> _YOUR GOAL_: Which lines of the entries below include "args"? List them all.

++++++++++

PR #215, opened 2025-04-09
Use modern Go constructs

HadrienPatte:

-----

Use modern Go constructs:
* replace `interface{}` with `any` (available since [go1.18](https://tip.golang.org/doc/go1.18#language))
* replace 3-clause loop with `range` loop (available since [go1.22](https://tip.golang.org/doc/go1.22#language))
* use `slices` package (available since [go1.21](https://tip.golang.org/doc/go1.21#slices))

### DIFF
--- a/cmd/chisel/log.go
+++ b/cmd/chisel/log.go
@@ -33,7 +33,7 @@ func SetDebug(debug bool) {
 
 // logf sends to the logger registered via SetLogger the string resulting
 // from running format and args through Sprintf.
-func logf(format string, args ...interface{}) {
+func logf(format string, args ...any) {
 	globalLoggerLock.Lock()
 	defer globalLoggerLock.Unlock()
 	if globalLogger != nil {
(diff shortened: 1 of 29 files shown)


letFunny:
@HadrienPatte Thanks for this and apologies for not reviewing it. At the moment we are focused on delivering some major features that will significantly improve the UX. Once we are done with those we will prioritize reviewing and merging this PR.

letFunny (approved):
Thanks for this PR and apologies for taking long to review. Even though it looks simple, every change to `slices.Delete` and `slices.Clone` has to be inspected manually because they have slightly different semantics than the code that was written before them (i.e. they now respect nilness).

While this is approved, it will still remain low priority so it might get picked up in the next couple of weeks. Thanks again for contributing!

letFunny:
@HadrienPatte can you push an empty commit `git commit --allow-empty ...` to trigger the CI, there seems to be a bug in Github.

PR #219, opened 2025-04-25
feat: update to Go-1.23

letFunny:

-----
Update to Go-1.23 to avoid trivy reporting vulnerabilities even though we are not affected. Previous output from `trivy rootfs`:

++++++++++

> _FINAL ANSWER_:
 // from running format and args through Sprintf.
-func logf(format string, args ...interface{}) {
+func logf(format string, args ...any) {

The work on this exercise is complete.